*What is needed:*
Among the entries below, find the lines that hold the word "files" and report them.

Items listed in a dataset:
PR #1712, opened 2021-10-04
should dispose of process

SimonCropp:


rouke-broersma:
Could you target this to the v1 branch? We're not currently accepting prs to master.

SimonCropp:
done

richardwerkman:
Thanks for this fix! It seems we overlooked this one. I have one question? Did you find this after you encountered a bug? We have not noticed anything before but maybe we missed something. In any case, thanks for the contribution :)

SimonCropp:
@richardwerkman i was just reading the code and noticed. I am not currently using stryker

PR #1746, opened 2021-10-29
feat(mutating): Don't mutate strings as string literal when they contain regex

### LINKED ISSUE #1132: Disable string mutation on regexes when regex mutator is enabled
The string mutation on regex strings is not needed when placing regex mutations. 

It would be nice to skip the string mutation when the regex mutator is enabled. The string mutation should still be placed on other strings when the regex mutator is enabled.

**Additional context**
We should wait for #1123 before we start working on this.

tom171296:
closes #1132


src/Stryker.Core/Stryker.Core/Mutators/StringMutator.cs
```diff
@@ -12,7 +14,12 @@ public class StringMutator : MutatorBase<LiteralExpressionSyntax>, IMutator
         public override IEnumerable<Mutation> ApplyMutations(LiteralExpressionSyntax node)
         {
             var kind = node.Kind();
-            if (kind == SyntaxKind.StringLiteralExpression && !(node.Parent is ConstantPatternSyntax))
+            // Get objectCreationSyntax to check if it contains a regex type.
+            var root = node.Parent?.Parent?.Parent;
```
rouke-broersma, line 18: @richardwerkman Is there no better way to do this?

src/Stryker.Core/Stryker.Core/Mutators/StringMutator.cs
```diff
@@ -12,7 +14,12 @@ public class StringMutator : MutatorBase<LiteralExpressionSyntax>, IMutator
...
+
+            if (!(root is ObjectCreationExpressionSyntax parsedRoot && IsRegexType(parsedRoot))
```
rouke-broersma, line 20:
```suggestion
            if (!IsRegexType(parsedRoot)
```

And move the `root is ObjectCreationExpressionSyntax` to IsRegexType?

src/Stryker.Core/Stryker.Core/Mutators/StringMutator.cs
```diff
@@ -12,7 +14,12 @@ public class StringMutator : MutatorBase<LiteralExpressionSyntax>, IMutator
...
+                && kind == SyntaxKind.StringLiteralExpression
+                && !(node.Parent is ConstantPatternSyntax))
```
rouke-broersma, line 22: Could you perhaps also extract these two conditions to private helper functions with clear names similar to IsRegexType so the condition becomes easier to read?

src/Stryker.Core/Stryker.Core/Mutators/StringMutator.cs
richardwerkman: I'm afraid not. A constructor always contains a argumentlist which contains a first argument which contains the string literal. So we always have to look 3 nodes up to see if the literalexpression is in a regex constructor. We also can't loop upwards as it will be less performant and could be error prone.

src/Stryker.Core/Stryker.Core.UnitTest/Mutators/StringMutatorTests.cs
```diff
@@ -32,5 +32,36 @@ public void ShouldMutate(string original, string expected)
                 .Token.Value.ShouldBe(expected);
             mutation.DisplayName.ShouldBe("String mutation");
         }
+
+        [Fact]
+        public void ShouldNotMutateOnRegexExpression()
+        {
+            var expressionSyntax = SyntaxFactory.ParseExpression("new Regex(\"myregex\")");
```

---

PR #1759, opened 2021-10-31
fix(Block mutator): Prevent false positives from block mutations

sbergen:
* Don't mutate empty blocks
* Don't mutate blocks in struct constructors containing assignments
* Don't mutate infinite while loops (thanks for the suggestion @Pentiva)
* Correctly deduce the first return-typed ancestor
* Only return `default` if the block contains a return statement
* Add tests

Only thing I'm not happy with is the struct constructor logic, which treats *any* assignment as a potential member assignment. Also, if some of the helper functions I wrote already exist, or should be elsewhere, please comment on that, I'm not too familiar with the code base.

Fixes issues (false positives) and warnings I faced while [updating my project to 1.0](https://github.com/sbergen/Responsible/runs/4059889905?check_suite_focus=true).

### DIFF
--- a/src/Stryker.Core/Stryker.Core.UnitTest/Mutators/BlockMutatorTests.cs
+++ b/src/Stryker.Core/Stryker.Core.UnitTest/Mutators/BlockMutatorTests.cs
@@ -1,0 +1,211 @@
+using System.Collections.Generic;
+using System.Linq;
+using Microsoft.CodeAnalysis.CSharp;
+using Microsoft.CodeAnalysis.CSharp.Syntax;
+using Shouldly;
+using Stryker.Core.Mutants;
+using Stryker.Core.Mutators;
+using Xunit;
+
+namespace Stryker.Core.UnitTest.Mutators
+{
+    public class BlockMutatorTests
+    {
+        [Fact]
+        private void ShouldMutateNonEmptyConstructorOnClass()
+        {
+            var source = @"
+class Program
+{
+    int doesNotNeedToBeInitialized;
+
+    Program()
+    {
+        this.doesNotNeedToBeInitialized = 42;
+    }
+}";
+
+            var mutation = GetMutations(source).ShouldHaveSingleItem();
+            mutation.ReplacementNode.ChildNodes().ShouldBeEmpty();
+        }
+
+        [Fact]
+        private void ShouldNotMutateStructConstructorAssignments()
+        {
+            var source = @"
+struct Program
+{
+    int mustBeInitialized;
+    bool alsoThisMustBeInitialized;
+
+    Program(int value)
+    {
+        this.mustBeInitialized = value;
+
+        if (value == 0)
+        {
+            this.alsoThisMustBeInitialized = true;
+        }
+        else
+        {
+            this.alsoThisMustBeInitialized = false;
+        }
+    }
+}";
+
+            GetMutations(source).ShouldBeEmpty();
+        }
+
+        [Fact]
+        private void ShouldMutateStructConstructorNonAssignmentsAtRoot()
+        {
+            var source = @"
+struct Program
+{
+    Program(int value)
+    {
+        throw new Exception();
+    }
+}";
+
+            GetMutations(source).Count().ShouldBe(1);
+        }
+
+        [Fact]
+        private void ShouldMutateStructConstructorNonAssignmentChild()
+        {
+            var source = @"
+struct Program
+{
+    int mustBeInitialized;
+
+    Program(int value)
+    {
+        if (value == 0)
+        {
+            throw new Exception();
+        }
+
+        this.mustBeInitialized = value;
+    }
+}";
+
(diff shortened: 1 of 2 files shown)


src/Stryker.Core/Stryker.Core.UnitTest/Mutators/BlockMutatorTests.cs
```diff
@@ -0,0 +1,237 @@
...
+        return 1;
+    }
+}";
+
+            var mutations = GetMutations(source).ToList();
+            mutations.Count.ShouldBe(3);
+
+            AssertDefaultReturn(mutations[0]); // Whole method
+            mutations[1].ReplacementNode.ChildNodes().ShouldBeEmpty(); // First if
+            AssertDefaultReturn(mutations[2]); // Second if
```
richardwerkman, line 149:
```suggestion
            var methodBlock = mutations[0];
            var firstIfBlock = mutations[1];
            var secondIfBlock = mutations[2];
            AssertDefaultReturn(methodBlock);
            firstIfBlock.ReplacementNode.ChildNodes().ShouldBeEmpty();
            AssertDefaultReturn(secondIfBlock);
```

...

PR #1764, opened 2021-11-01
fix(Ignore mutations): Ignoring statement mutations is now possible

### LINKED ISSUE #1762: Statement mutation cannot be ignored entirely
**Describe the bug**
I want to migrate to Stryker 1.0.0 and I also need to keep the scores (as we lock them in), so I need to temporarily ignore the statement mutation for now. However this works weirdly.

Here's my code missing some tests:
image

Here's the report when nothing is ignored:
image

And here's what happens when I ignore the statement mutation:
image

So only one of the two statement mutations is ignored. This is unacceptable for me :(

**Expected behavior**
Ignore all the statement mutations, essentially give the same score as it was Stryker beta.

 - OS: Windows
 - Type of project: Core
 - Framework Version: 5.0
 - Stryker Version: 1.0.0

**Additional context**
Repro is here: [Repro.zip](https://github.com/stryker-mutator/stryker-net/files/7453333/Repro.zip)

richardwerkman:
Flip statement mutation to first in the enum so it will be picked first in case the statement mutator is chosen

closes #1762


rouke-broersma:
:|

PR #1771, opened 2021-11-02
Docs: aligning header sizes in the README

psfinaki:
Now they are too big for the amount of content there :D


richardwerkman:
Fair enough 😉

*Solution to this exercise:*
(diff shortened: 1 of 2 files shown)
Repro is here: [Repro.zip](https://github.com/stryker-mutator/stryker-net/files/7453333/Repro.zip)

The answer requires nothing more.